By Our Correspondent

Dawn
NEW YORK, Jan 24: The United States has stepped up its efforts to get Osama bin Laden, the Saudi exile now living in Afghanistan, by filing court documents to corroborate its assertions that Mr Laden directed a worldwide "terrorism" conspiracy against the Americans.

Last week US Assistant Secretary of State, Karl Inderfurth met with Taliban officials at Pakistan-Afghan border in a bid to persuade them to either expel their number one enemy or hand him over. The Taliban asked for more proof from the American officials linking Laden to the terror plots and blowing up of US embassies in East Africa.

According to a front page report in the Sunday New York Times the court papers filed by the US prosecutors in the case depict an organization (al Qaeda) that used international companies and a relief organization as cover for its operations; obtained blank passports from the government of Sudan; recruited a network of people living in the United States; and communicated by fax, satellite phone and coded letters, often using not-so-veiled language.

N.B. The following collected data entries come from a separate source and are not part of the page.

PR #9156, opened 2025-01-07
Give [Card Grants] some Purpose

24c02:
if you had multiple card grants from the same event w/ different restrictions (currently i think only High Seas is doing this, but that'll probably change!) it wasn't always easy to tell which one you could spend where (users have to guess based off MIDs, not all of which are yellow_page'd)
no more!
this PR adds a purpose column to card grants!
CleanShot 2025-01-07 at 13 01 48@2x
CleanShot 2025-01-07 at 12 53 06@2x
CleanShot 2025-01-07 at 12 53 14@2x
CleanShot 2025-01-07 at 12 56 30@2x
CleanShot 2025-01-07 at 12 56 43@2x


app/controllers/card_grants_controller.rb
```diff
@@ -46,6 +46,18 @@ def create
     redirect_to event_transfers_path(@event)
   end
 
+  def update
+    authorize @card_grant
+
+    if @card_grant.update(params.require(:card_grant).permit(:purpose))
+      flash[:success] = "Grant's purpose has been successfully updated!"
+    else
+      flash[:error] = @card_grant.errors.full_messages.to_sentence || "Grant's purpose could not be updated"
```
garyhtou: The left side will always be a truthy value, meaning `"Grant's purpose could not be updated"` will never be shown

```suggestion
      flash[:error] = @card_grant.errors.full_messages.to_sentence
```

app/views/card_grants/_details.html.erb
```diff
@@ -76,6 +76,12 @@
         <span>All categories allowed</span>
       <% end %>
     </p>
+    <% if @card_grant.purpose.presence %>
```
garyhtou: What you have technically works, but this is more clear
```suggestion
    <% if @card_grant.purpose.present? %>
```

app/views/card_grants/_edit_form.html.erb
```diff
@@ -0,0 +1,26 @@
...
+    </div>
+  </div>
+
+  <div class="actions">
+    <%= form.submit "Save" %>
+  </div>
+<% end %>
+
+<script>
+  window.clearName = () => {
```
garyhtou: Should we rename this to `clearPurpose`?

app/views/card_grants/actions/_edit.erb
```diff
@@ -0,0 +1,17 @@
+<% if card_grant.status == "active" %>
```
garyhtou:
```suggestion
<% if card_grant.active? %>
```

app/views/card_grants/_actions.html.erb
```diff
@@ -8,5 +8,8 @@
 
     <%= render "card_grants/actions/topup", card_grant: %>
     <%= render "card_grants/actions/cancel", card_grant: %>
+    <% if policy(card_grant).update? %>
+      <%= render "card_grants/actions/edit", card_grant: %>
+    <% end %>
```
garyhtou: I'd recommend moving the policy check inside the partial. So, the first line of the partial will be:

```erb
<% if card_grant.active? && policy(card_grant).update? %>
```

app/views/card_grants/actions/_edit.erb
```diff
@@ -0,0 +1,17 @@
...
+  <div class="tooltipped tooltipped--n" aria-label="Set this grant's purpose">
+    <%= link_to edit_card_grant_path(card_grant),
+                class: "btn bg-success",
+                data: { behavior: "modal_trigger", modal: "name_card" } do %>
+      <%= inline_icon "edit" %>
+      Set purpose
+    <% end %>
+  </div>
+
+  <% if policy(card_grant).update? %>
```
garyhtou: Since you're moving the policy check from outside of the partial to the first line of this partial.

This line 11 should no longer be needed.

app/views/card_grants/show.html.erb
```diff
@@ -14,6 +14,9 @@
   <% elsif @card_grant.user == current_user %>
     <div>
       <%= render partial: "canceled_warning", locals: { card_grant: @card_grant } %>
+      <% if @card_grant.purpose.presence %>
```
garyhtou:
```suggestion
      <% if @card_grant.purpose.present? %>
```

app/views/stripe_cards/_stripe_card.html.erb
```diff
@@ -44,8 +44,11 @@
     </p>
     <div class="stripe-card__overlay"></div>
   </div>
-  <div class="mt2 muted center"><%= stripe_card.name %></div>
-
+  <% if defined? card_label %>
+    <div class="mt2 muted center"><%= card_label %></div>
+  <% else %>
+      <div class="mt2 muted center"><%= stripe_card.name %></div>
```
garyhtou:
```suggestion
    <div class="mt2 muted center"><%= stripe_card.name %></div>
```

app/views/card_grants/show.html.erb
```diff
@@ -14,6 +14,9 @@
...
+        <h2><%= @card_grant.purpose %></h2>
+      <% end %>
       <%= render @card_grant.stripe_card, headless: true, show_card_number: true %>
```
garyhtou: Instead of adding a H2 here, should we pass `card_label` in line 20?

app/models/card_grant.rb
```diff
@@ -10,6 +10,7 @@
 #  email           :string           not null
 #  keyword_lock    :string
 #  merchant_lock   :string
+#  purpose         :string
```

"In one letter between group members, for instance, prosecutors say Mr Laden was repeatedly referred to by the code name "Mr. Sam" or "O'Sam," and the group's members in Kenya were called "the fish people."

When the Federal Bureau of Investigation questioned one Laden associate in Texas in 1997, a letter went out warning that the man had been confronted by an "opposition company called Food and Beverage Industry, based in the US." This, prosecutors said, was a reference to the F.B.I.

"He has given an extensive interview," the letter read. "Give my regards to Sam and tell him to take extra precautions because business competition is very fierce," the paper said.

The NYT report goes into detail about the relationship between Wadih Al Hage, a naturalized American citizens who was arrested in 1998, in Texas a year after the Kenyan police, accompanied by American investigators, raided his Nairobi home and seized his personal papers and computer. American authorities tied him to the terrorist conspiracy, and he has been held without bail ever since under stringent restrictions. He has been barred from talking or writing to virtually anyone but his immediate family and lawyers.

"Responding to pleas from Mr el- Hage's lawyers for bail, prosecutors disclosed evidence that they say shows he was one of Mr Laden's most trusted and dangerous aides, privy to his secrets and a personal courier of his instructions.

They say Mr el-Hage met with Mr Laden in Afghanistan in 1997, and took orders to his operatives in Kenya to "militarize" for the first time.

The documents also show that Mr Laden used a Kenyan charity, Mercy International Relief Agency, as a front for terrorist operations, the prosecutors claim.

Separately, prosecutors suggested that Mr el-Hage worked closely with a Muslim religious figure in Texas, who has not been charged in the case but who they say helped Mr Laden buy a jet after he had moved his operations to Sudan in 1991," the paper said.